One of the constraints can be rewritten using the nullspace projector of $b$ $$\eqalign{ P &= \Big(I-(b^T)^+b^T\Big) = \left(I-\frac{bb^T}{b^Tb}\right) \;=\; I-\beta bb^T \\ Pb &= 0,\qquad P^2=P=P^T \\ }$$ and the introduction of an unconstrained vector $y$ $$\eqalign{ b^Tx &= a \\ x &= Py + (b^T)^+a \\ &= Py + a\beta b \\ &= Py + \alpha_0 b \\ }$$ The remaining constraint can be absorbed into the definition of the objective function itself $$\eqalign{ \lambda &= \frac{x^TBx}{x^Tx} \;=\; \frac{y^TPBPy +2\alpha_0y^TPBb +\alpha_0^2\,b^TBb}{y^TPy +\alpha_0^2\,b^Tb} \;=\; \frac{\theta_1}{\theta_2} \tag{0} \\ }$$ The gradient can be calculated by a straightforward (if tedious) application of the quotient rule as $$\eqalign{ \frac{\partial\lambda}{\partial y} &= \frac{2\theta_2(PBPy +\alpha_0PBb)-2\theta_1Py} {\theta_2^2} \\ }$$ Setting the gradient to zero yields $${ PBPy +\alpha_0PBb = \lambda Py \tag{1} \\ }$$ which can be rearranged into a generalized eigenvalue equation. $$\eqalign{ PB\left(Py+\alpha_0b\right) &= \lambda Py \\ PBx &= \lambda Px \tag{2} \\ }$$ Note that multiplying the standard eigenvalue equation $$\eqalign{ Bx &= \lambda x \tag{3} \\ }$$ by $P$ reproduces equation $({2})$. So both standard and generalized eigenvalues are potential solutions.
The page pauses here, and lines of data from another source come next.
PR #406, opened 2020-10-09
dcp and dsync: add --dereference and --no-dereference

### LINKED ISSUE #29: dcp: add --dereference option as in cp to copy original files instead of links
Some have requested an option to copy the source file the link points to rather than the link.

### LINKED ISSUE #404: daos: xattr support
**Wrapper `xattr` IO functions:**
- `mfu_file_llistxattr`
- `mfu_file_lgetxattr`
- `mfu_file_lsetxattr`

**Corresponding `daos_*` IO functions:**
- `daos_llistxattr`
- `daos_lgetxattr`
- `daos_lsetxattr`

**Corresponding POSIX IO functions:**
- `mfu_llistxattr`
- `mfu_lgetxattr`
- `mfu_lsetxattr`

**Update raw `xattr` functions**
- `mfu_flist_copy.c`
- Others TBD

**Error messages**
I noticed a few of the error messages for the `xattr` calls in `mfu_flist_copy.c` refer to the wrong function. For example, this message is for a `lgetxattr` call. We might as well correct this in the process.
https://github.com/hpc/mpifileutils/blob/4ec784108d066abe5060ebb197c1dba83e88bd7d/src/common/mfu_flist_copy.c#L309

daltonbohning:
### Support DAOS --preserve
Added new IO functions:
- `llistxattr`
  - `mfu_file_llistxattr`
  - `mfu_llistxattr`
  - `daos_llistxattr`
- `lgetxattr`
  - `mfu_file_lgetxattr`
  - `mfu_lgetxattr`
  - `daos_lgetxattr`
- `lsetxattr`
  - `mfu_file_lsetxattr`
  - `mfu_lsetxattr`
  - `daos_lsetxattr`
- `lchown`
  - `mfu_file_lchown`
  - `mfu_lchown`
  - `daos_lchown`
    - DFS has owner and group permissions only at the container level
      so this is just a placeholder to avoid errors.
- `utimensat`
  - `mfu_file_utimensat`
  - `mfu_utimensat`
  - `daos_utimensat`

#closes #404

### Implement --dereference and --no-dereference
**`mfu_walk_opts`**
- Added _dereference_ option
  - default 0

**`mfu_copy_opts`**
- Added _no-dereference_ option
  - default 0

**`mfu_flist_walk.c` -> `walk_stat_process`**
- Added `DEREFERENCE` global, similar to existing globals
- If `DEREFERENCE` call `stat`
  - Effectively follows symlinks to files/dirs pointed to
- Otherwise call `lstat`
- Added error message for failed `stat`/`lstat`

**`mfu_io`**
- Altered `daos_hash_lookup` to set `errno` on error
  - Adjusted callers to account for this
- Fixed missing `parent` lookup in `daos_access`
- Added `mfu_file_faccessat`, `mfu_faccessat`, `daos_faccessat`
  - Parameters allow for *not* following symlinks
- Renamed `daos_stat` to `daos_lstat` to be more accurate
- Added `mfu_file_stat`, `mfu_stat`, `daos_stat`
  - Similar to `lstat`, but follows symlinks
  - `daos_stat` is a WIP, pending `DFS` library changes

**`mfu_util.h`**
- Explicitly initialize some DAOS structs to silence erroneous
   valgrind errors.

**`mfu_param_path.c` -> `mfu_param_path_check_copy`**
- Added `no_dereference` parameter
- If `no_dereference`, call `faccessat(..., AT_SYMLINK_NOFOLLOW)`
  - Essentially allows broken links to be copied
- Otherwise, call `access`

**`dcp.c`**
- Added `--dereference`
  - "-L"
- Added `--no-dereference`
  - "-l" (short name hidden)

**`dsync.c`**
- Added `--dereference`
  - "-L"
- Added `--no-dereference`
  - "-x" (short name hidden)

**`dwalk.c`**
- Added `--dereference`

#closes #29 


daltonbohning:
**Questions**
1. I added `--dereference` and `--no-dereference` to `dcp` and `dsync`.
    To be similar to `cp`, I used `-L` for `--dereference`.
    But `cp` uses `-P` for `--no-dereference`. While neither `dcp` nor `dsync` show the short `-P` to the user, 
    it is still being used for `--progress`. Do we want to change `--progress` to use a different short option,
    so `--no-dereference` can use `-P` like `cp` does?

2. I found that `--dereference` made most sense to put into `mfu_walk_opts`,
    whereas `--no-dereference` made most sense to put into `mfu_copy_opts`.
    At first I found this strange, but after comparing `dcp` to `cp` in terms of functionality
    for these options, the two utilities are very similar.
    But still, any push back here or other ideas?

3. I didn't thoroughly test `--dereference` with `dsync`, since I'm not 100% familiar with the utility. However, I did notice some strange behavior when running with `--dereference` and then **not** with `--dereference`, and vice versa. For example, if you first run `dsync --dereference s d`, and then run `dsync s d`, any files or directories that were dereferenced in the first run are not overwritten with the link in the second run. And vice versa, links would not be overwritten with the dereferenced counterparts.
Thoughts here?

**Notes**
1. The new `daos_stat` function looks somewhat horrendous, because it kind of is. It works, and covers as many edges cases as I could think of, but it will be tweaked and simplified once `DFS` gets some proper support for traversing symlinks.

2. I tested `dcp` with varying structures. I.e. links to files, links to dirs, links to links, links to directories with links to...
But if you happen to have time (with POSIX at least, not DAOS), please feel free to run some complex `--dereference` test cases

daltonbohning:
I started adding DAOS support for `xattrs` and now I see that I need to add `--dereference` support in place of `mfu_copy_xattrs` -> `lgetxattr`. In the current state, the `xattrs` for the **_link itself_** will be copied to the dereferenced file/dir. This mostly involve switch between `l*xattr` (link interrogation) and `*xattr` (link dereferencing), similar to `lstat` and `stat`

adammoody:
Thanks @daltonbohning .  This all sounds good.

The short option for ``--progress`` is not exposed to the user, so we should be good to change that which would free up ``-P`` to be used for something else.  The progress option is used across most of the tools, so let's try to find a replacement letter that works across them all if possible.

Another thing we can keep in mind for the future.  I can imagine at some point we may end up wanting to allow the user to have finer control with something like the ``--preserve=`` option where one can specify subsets of things to be copied:
>
>
>        --preserve[=ATTR_LIST]
>              preserve the specified attributes (default: mode,ownership,timestamps), if possible  addi-
>              tional attributes: context, links, xattr, all

adammoody:
I like the idea of adding ``--dereference`` to other tools if it could be useful, but I also haven't had time to dive in to see what implications there might be with that.

daltonbohning:
> The short option for `--progress` is not exposed to the user, so we should be good to change that which would free up `-P` to be used for something else. The progress option is used across most of the tools, so let's try to find a replacement letter that works across them all if possible.

Great, I'll do just that!

> Another thing we can keep in mind for the future. I can imagine at some point we may end up wanting to allow the user to have finer control with something like the `--preserve=` option where one can specify subsets of things to be copied:
> 
> ```
> --preserve[=ATTR_LIST]
>       preserve the specified attributes (default: mode,ownership,timestamps), if possible  addi-
>       tional attributes: context, links, xattr, all
> ```

I agree. This could potentially be helpful for DAOS as well. I created a _wishlist_ issue for this, as a reminder: #410. We (DAOS team) will soon be getting more feedback on DAOS-related requirements. If this happens to be requested, I don't mind implementing this.

> I like the idea of adding --dereference to other tools if it could be useful, but I also haven't had time to dive in to see what implications there might be with that.

No worries.  Just something we can keep in mind

daltonbohning:
`'R'` wasn't being used for any options, so I changed all `--progress` to use `R` as the short option. **R** for p**R**ogress

daltonbohning:
@adammoody @dsikich 
I think I _**finally**_ have this in a stable state. At your convenience, please let me know if everything looks good.

dsikich:
@daltonbohning great! I can take a look tomorrow or Monday most likely

src/common/mfu_flist_copy.c
```diff
@@ -379,7 +396,7 @@ static int mfu_copy_ownership(
     gid_t gid = (gid_t) mfu_flist_file_get_gid(flist, idx);
 
     /* note that we use lchown to change ownership of link itself, it path happens to be a link */
-    if(mfu_lchown(dest_path, uid, gid) != 0) {
+    if(mfu_file_lchown(dest_path, uid, gid, mfu_dst_file) != 0) {
```
adammoody, line 399: Do we also need a dereference/no-dereference option for chown?

daltonbohning: I found that we don't have to worry about dereference/no-dereference for the _**destination**_, since the destination is created as a mirror of the source, and when we stat/lstat the source, we save the type (file/dir/link).
For example, if we use `--dereference` on a source symbolic link, `stat` will be called, which will dereference the link and store `struct stat` info for the file/dir (not the link). Then, we create the destination based on this `struct stat` info. Then, when we call `lchown` on the _**destination**_, it is okay to not dereference the link again, since if we originally dereferenced the source link then the destination wouldn't even be a link at all. And if the destination is a link, then we must not have dereferenced links, so `lchown` again is correct.

daltonbohning: But then again... please let me know if there are holes in this that I'm not seeing.

daltonbohning: Your comment got me thinking... And I realized that I didn't account for `dcp --input` (I haven't used that option at all). This function will need to handle dereferencing:
https://github.com/hpc/mpifileutils/blob/4ec784108d066abe5060ebb197c1dba83e88bd7d/src/common/mfu_flist_walk.c#L763-L769

adammoody: > 
> 
> I found that we don't have to worry about dereference/no-dereference for the _**destination**_, since the destination is created as a mirror of the source, and when we stat/lstat the source, we save the type (file/dir/link).
> For example, if we use `--dereference` on a source symbolic link, `stat` will be called, which will dereference the link and store `struct stat` info for the file/dir (not the link). Then, we create the destination based on this `struct stat` info. Then, when we call `lchown` on the _**destination**_, it is okay to not dereference the link again, since if we originally dereferenced the source link then the destination wouldn't even be a link at all. And if the destination is a link, then we must not have dereferenced links, so `lchown` again is correct.

Yes, thanks for the explanation.  I also just realized that under closer inspection.  You're right in that the destination should be the right type already, so it's fine to always use the "l" variant of the calls for destination items.  It only makes a difference on source items.

adammoody: Ah yes, good catch on ``mfu_flist_stat``.

Not all tools calls ``flist_stat`` after reading an input file.  If someone reads an input file as we do not call ``flist_stat``, then we may end up with a source list that does still have symlinks, e.g., if they ran dwalk without dereference and saved that to a file with ``--output`` which they then read back in to another tool.  We'll want to work through that case, though nothing jumps to mind right away.

adammoody:
This generally looks good to me.  Really nice work, @daltonbohning .

I'll look at the dsync case you mentioned above.

Would you mind also documenting these new options in the rst files for the tools, like?

https://github.com/hpc/mpifileutils/blob/master/doc/rst/dcp.1.rst

We use those rst files to generate man pages, and they get linked from our readthedocs.  We try to keep the same ordering of options that we use in the ``print_usage`` function, but we can list more detail in the description of the rst file.

I feel like it would help end users if we distinguish between ``-L``, ``-P``, and using neither a bit more.

adammoody:
Can you describe an example set up where you found that dsync was not overwriting items?

adammoody:
> 
> 
> Can you describe an example set up where you found that dsync was not overwriting items?

Oh, wait.  I think I found a case.  I have a directory that contains a regular file "foo" and a link to that same file "bar":
```
dir1/
  for
  bar -> foo
```
I found that if I run ``dsync --dereference dir1 dir2``, and ``dir2`` does not exist, then I get the expected behavior in that it make a copy of dir1 but it replaces bar with a physical copy of foo:
```
dir2/
  for
  bar (copy of foo)
```
If I then run ``dsync dir1/ dir2/``, while dir2 still exists, it replaces bar with a symlink to foo, which is also expected:
```
dir2/
  for
  bar -> foo
```
However, if I try ``dsync --dereference dir1 dir2``, I'd expect this to replace the bar symlink with a physical copy of foo again, but it does not.  I'm guessing that's because, it's also dereferencing bar in the destination, so it sees that bar as a file rather than a symlink.

daltonbohning:
After more testing, I'm finding that this isn't necessarily related to `--dereference`.
I have this directory structure:
```
dir1/
    file
dir2/
    file -> something
```
And these tests:
```
dcp dir1/file dst
ls -l
-rw-rw-r-- 1 dbohninx dbohninx    6 Oct 19 15:25 dst
dcp dir2/file dst
...
Original link exists, skip the creation:
...
ls -l
-rw-rw-r-- 1 dbohninx dbohninx    6 Oct 19 15:25 dst
```
This is because when creating the file, we ignore `EEXIST`:
https://github.com/daltonbohning/mpifileutils/blob/1e48169d87d8f63b03ada7897d9a12f533ae05d9/src/common/mfu_flist_copy.c#L1129-L1143
And we do the same for directories and files. For example, continuing with the test above, `dcp dir1 dst` doesn't result in `dst` becoming a directory, and the copy into `dst` fails, because it already exists as a file.

More generally, I think the copy operation needs to handle when the destination exists, but it's not the same type as the source.
Thoughts?

daltonbohning:
> Would you mind also documenting these new options in the rst files for the tools, like?
> 
> https://github.com/hpc/mpifileutils/blob/master/doc/rst/dcp.1.rst
> 
> We use those rst files to generate man pages, and they get linked from our readthedocs. We try to keep the same ordering of options that we use in the `print_usage` function, but we can list more detail in the description of the rst file.
> 
> I feel like it would help end users if we distinguish between `-L`, `-P`, and using neither a bit more.

I added some documentation for this. I added a little more detail that `cp` has, but it is by no means a complete account. FOr some of the specifics, I actually just had to run `cp` and do my own testing. For example, something I came across just this morning was that `cp` doesn't seem to explicitly handle when `--dereference` and `--no-dereference` are used in conjunction. It seems that whichever is specified _**last**_ overwrites the other. I made `dcp` and `dsync` behave similarly, but how much detail do you think should go in the documentation about specifics such as this?

src/common/mfu_flist_copy.c
daltonbohning: I can't get `--input` to work, due to some other issues.
- https://github.com/daltonbohning/mpifileutils/blob/c409987e1a572bc3e64337add489980942f8fe58/src/dcp/dcp.c#L933-L941
  - I introduced this, without realizing that `--input` allows input from a file. This is easy to fix, and I will
    - `if ((argc-optind) < 2 && !inputname)`

- https://github.com/daltonbohning/mpifileutils/blob/c409987e1a572bc3e64337add489980942f8fe58/src/dcp/dcp.c#L1000-L1011
  - This essentially requires both a `src` and `dst` to be provided, even when using `--input`. I don't believe I originally introduced this, so it seems it must have already been non-functioning. (not sure about pre-DAOS)
  - This is easy to fix, and I will: `if (!valid and !inputname)`

- https://github.com/daltonbohning/mpifileutils/blob/c409987e1a572bc3e64337add489980942f8fe58/src/common/mfu_flist_walk.c#L766
  - We are trying to reference `CURRENT_PFILE`, but that might global not always be initialized.
  - I'll fix this as well.

In short... I think some of our DAOS changes broke the `--inputname` functionality, so I will correct that.
And then I will get `--inputname` to work correctly with `--dereference`

daltonbohning: Okay, I corrected that issue and also adjusted `mfu_flist_stat` to accept `dereference` parameter, and also try to automatically dereference symbolic links that were dereferenced in `dwalk`'s output. The idea is that if we come across something that _**is not**_ a link, then we go ahead and try to dereference that, since `dwalk` might output `S_ISREG` for a symlink path, which means that the symlink should actually be dereferenced.

I will need to look at other places the `dwalk`'s output is used as input, and make sure these places also correctly handle when the path was dereferenced by `dwalk`.

daltonbohning: These are places that might need consideration to handle `dwalk --dereference` input.
- https://github.com/daltonbohning/mpifileutils/blob/4f53ca409712a2ba898dd14cd9f97d6c46dbcdde/src/common/mfu_flist_chmod.c#L1010
  - I think `chmod` doesn't matter, since `chmod` on a link dereferences the link anyway.
- https://github.com/daltonbohning/mpifileutils/blob/copy-dereference/src/common/mfu_flist_remove.c
  - Maybe somewhere in here, but this is more complex
  - `dsh`, `dsync`, and `drm` call `mfu_flist_unlink`
  - Maybe we just don't want to allow deleting in this way, since it could be dangerous to dereference and delete something accidentally.
- https://github.com/daltonbohning/mpifileutils/blob/copy-dereference/src/dreln/dreln.c
  - I think `dreln` is actually okay, since it manually filters out only links. If you pass it an input that has dereferenced links, then it just won't do anything at all.
- https://github.com/daltonbohning/mpifileutils/blob/4f53ca409712a2ba898dd14cd9f97d6c46dbcdde/src/common/mfu_param_path.c#L632
  - `mfu_param_path_set` / `mfu_param_path_set_all`
  - `dfind`, among others, call this to get `stat` info, among other things. This one seems a little complex to get working entirely, since the `stat` info is not always used entirely. For example, even `dcp` calls `mfu_param_path_set_all` on the source paths, but then `mfu_param_path_check_copy` still behaves as expected.
  - I'm not sure of the other implications of this for `dfind`

If this is too much to get into at this time, we could either leave it as is, which means `--input` might not always be dereferenced (at least not until those tools get explicit `--dereference` support), or I could back-out `--dereference` from `dwalk` until we are better prepared. I've really only working with `dcp`, so I'm not knowledgeable about the other tools.

adammoody:
> 
> 
> 
> More generally, I think the copy operation needs to handle when the destination exists, but it's not the same type as the source.
> Thoughts?

Yes, dcp is not very robust in dealing with items that already exist.  I think we had it ignore EEXIST errors so that someone could attempt a second dcp copy of a large directory if their first attempt had failed part way through.  However, that was all before dsync existed.  Really, dsync is better for these kinds of copies (and recopies).  For dcp, we probably could now have it return an error on EEXIST or look to see if it makes sense to emulate the behavior of cp if we can.

doc/rst/dwalk.1.rst
```diff
@@ -70,6 +70,11 @@ OPTIONS
 
    Print files to the screen.
 
+.. option:: -L, --dereference
+
+   Dereference symbolic links and copy the target file or directory
```
adammoody, line 75:
```suggestion
   Dereference symbolic links and walk the target file or directory
```

adammoody:
> 
> 
> > Would you mind also documenting these new options in the rst files for the tools, like?
> > https://github.com/hpc/mpifileutils/blob/master/doc/rst/dcp.1.rst
> > We use those rst files to generate man pages, and they get linked from our readthedocs. We try to keep the same ordering of options that we use in the `print_usage` function, but we can list more detail in the description of the rst file.
> > I feel like it would help end users if we distinguish between `-L`, `-P`, and using neither a bit more.
> 
> I added some documentation for this. I added a little more detail that `cp` has, but it is by no means a complete account. For some of the specifics, I actually just had to run `cp` and do my own testing. For example, something I came across just this morning was that `cp` doesn't seem to explicitly handle when `--dereference` and `--no-dereference` are used in conjunction. It seems that whichever is specified _**last**_ overwrites the other. I made `dcp` and `dsync` behave similarly, but how much detail do you think should go in the documentation about specifics such as this?

Thanks for digging into cp to figure that out.  The amount of detail you have now is good.

It looks to me like setting ``no_dereference`` currently affects whether ``param_path`` will deference a symlink during the access call.  Those would typically be paths the user listed on the command line.  Are there any other places?

adammoody:
Browsing at the rsync man page, it has these related options:
```
        -l, --links                 copy symlinks as symlinks
        -L, --copy-links            transform symlink into referent file/dir
            --copy-unsafe-links     only "unsafe" symlinks are transformed
            --safe-links            ignore symlinks that point outside the tree
            --munge-links           munge symlinks to make them safer
        -k, --copy-dirlinks         transform symlink to dir into referent dir
        -K, --keep-dirlinks         treat symlinked dir on receiver as dir
```
Interesting they have a way to change behavior distinguishing between links that point within the tree and those pointing to something external to the tree.  I could see that coming up for our users, too.  Anyway, let's not complicate this current PR with that added complexity.

daltonbohning:
> Thanks for digging into cp to figure that out. The amount of detail you have now is good.
> 
The source code for `cp` actually uses multiple flags for its `dereference` option:
https://github.com/coreutils/coreutils/blob/master/src/cp.c
(Search for `dereference`)
And then, digging into [copy.c](https://github.com/coreutils/coreutils/blob/master/src/copy.c), it gets more complex.
I wonder if maybe instead of the underlying `dereference` and `no-dereference` flags to copy_opts and walk_opts, we should use a single flag with values like: DEREF_NEVER, DEREF_ALWAYS, etc. But that would be a little more complex.


> It looks to me like setting `no_dereference` currently affects whether `param_path` will deference a symlink during the access call. Those would typically be paths that the user listed on the command line. Are there any other places?

Correct. This is so far the only place I found that needed this. `cp`, by default, does this:
```
if (x.dereference == DEREF_UNDEFINED)
{
  if (x.recursive && ! x.hard_link)
    x.dereference = DEREF_NEVER;
  else
    x.dereference = DEREF_ALWAYS;
}
```
Whereas `dcp`, by default, essentially never dereferenced symlinks at all before adding `--dereference`. The `l*` version of calls were always being made, so it's a little different from `cp`.
And, `dcp` doesn't have a `-r` flag; the behavior is that `dcp` always uses `-r`.


> I am wondering if we might change behavior so that `no_dereference` is just always on by default, and then only provide a `dereference` option to the user. However, I'm still not entirely sure why the cp command itself provides both of those as options. It seems like it must have at least three different behaviors (default, dereference, no-dereference).

Correct, as I explained above. Initially, I added `--no-dereference` to be synonymous with `cp`, but `dcp` is slightly different anyway, so maybe we don't need it. But another (small) reason is that currently there is not a way to copy "broken" symlinks that are specified at the command line. If a broken link appears in a directory, `dcp` will copy that link just fine. But if you try to do:
`dcp broken_link dst`, then `dcp` tries to call `access(broken_link)`, which fails. For DAOS in particular, this is useful because copying between different filesystems means that links aren't always valid in a different filesystem.


Overall, `cp` has a somewhat complex handling of dereferencing, and this is made more complex in that `dcp` has some slightly different defaults. Any and all criticism is welcome here, so thank you for the feedback!

daltonbohning:
> ... For dcp, we probably could now have it return an error on EEXIST or look to see if it makes sense to emulate the behavior of cp if we can.
> 
> We can change this particular behavior of dcp in a future PR, since that's separate from symlink dereferencing.

I'll create an issue for this to keep track of it.


> I think the dsync change is related to the new dereference option, though. It may be that we can just disable any dereference step when walking the destination (only dereference on source), but I haven't tested that. If you find other strange behavior from dsync, let me know in case we uncover other details to consider.

Confirmed, this is only an issue when using `--dereference`. I'll look into this.

dsikich:
@daltonbohning this looks like there have been a lot of updates recently so I was waiting to look over it again. Is it in a final state now?

daltonbohning:
> @daltonbohning this looks like there have been a lot of updates recently so I was waiting to look over it again. Is it in a final state now?

I think the DAOS-specific changes are "final", such as the new I/O functions, but the more general behavior of `--dereference` and `--no-dereference` aren't 100% yet, pending a few discussion points above.

dsikich:
@daltonbohning yeah, those DAOS I/O functions look good. I think this PR has become a bit big so I don't know if you want to separate those into another PR, and have those open questions stay pending in this PR? I'm fine with either way, but depends on if you think it will help to have some of it merged sooner.

daltonbohning:
In hindsight, I probably should have made multiple PRs. What happened is that when I added `--dereference` to the `xattr` copying, I realized we didn't yet have DAOS `xattr` functions, so I added those as well so I could fully make sure `--dereference` was working as expected. I'm okay with just a single PR, unless @adammoody thinks we should split it up. (The first two commits could be one PR and everything after could be another)

adammoody:
It's fine by me if you'd like to split this into multiple PRs.  I'm also good with one, so it's up to you.

adammoody:
I'll also take another look at things later this week.

daltonbohning:
> It's fine by me if you'd like to split this into multiple PRs. I'm also good with one, so it's up to you.

I'll keep it as one PR for now, unless we find that the `--dereference` portion still needs a lot more work.

> I'll also take another look at things later this week.

Sure, I understand.

adammoody:
Thanks, @daltonbohning .  I haven't had a chance to look at this in full detail yet, but it's solid enough that we could merge it and fix up anything that we find later.

If we decide to change ``dcp`` to work in ``--no-deferenece`` mode by default, then we could drop that option to simplify the user interface.  We'll try to make that call before we stamp the next release.

daltonbohning:
> Thanks, @daltonbohning . I haven't had a chance to look at this in full detail yet, but it's solid enough that we could merge it and fix up anything that we find later.

I think really the biggest outstanding issue is that `--input` doesn't always work with output from `dwalk --dereference`.
(Sometimes a dereferenced symlink is treated as a symlink)
For reference, this is that thread (lost in the noise):
https://github.com/hpc/mpifileutils/pull/406#discussion_r508098547

The easiest way to avoid this issue for now would be to just turn off `--dereference` in `dwalk`.
Or we can just let it be for now.

daltonbohning:
@adammoody I know you confirmed merging this as-is but I want to make sure this outstanding issue is addressed (or at least noted) beforehand.
There are two directions:
1. Keep `--dereference` option in `dwalk`
    - In other tools, this means that sometimes `--input` won't always use the dereferenced paths
2. Remove `--dereference` option in `dwalk`
    - `--input` works as usual

daltonbohning:
Sorry, I was caught up in other things and forgot to merge this.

Unlike the discrete $\lambda$ values yielded by the eigenvalue methods, equation $({1})$ is solvable for a continuous range of $\lambda$
$$\eqalign{ y &= \alpha_0(\lambda P-PBP)^+PBb \\ }$$ and produces a $y$ vector which satisfies the zero gradient condition $({1})$.
Unfortunately, none of these approaches yields a solution which satisfies all of the constraints.
But solving equation $(0)$ for an optimal $y$ vector is still the appropriate goal, and requires a numerical rather than an analytical approach.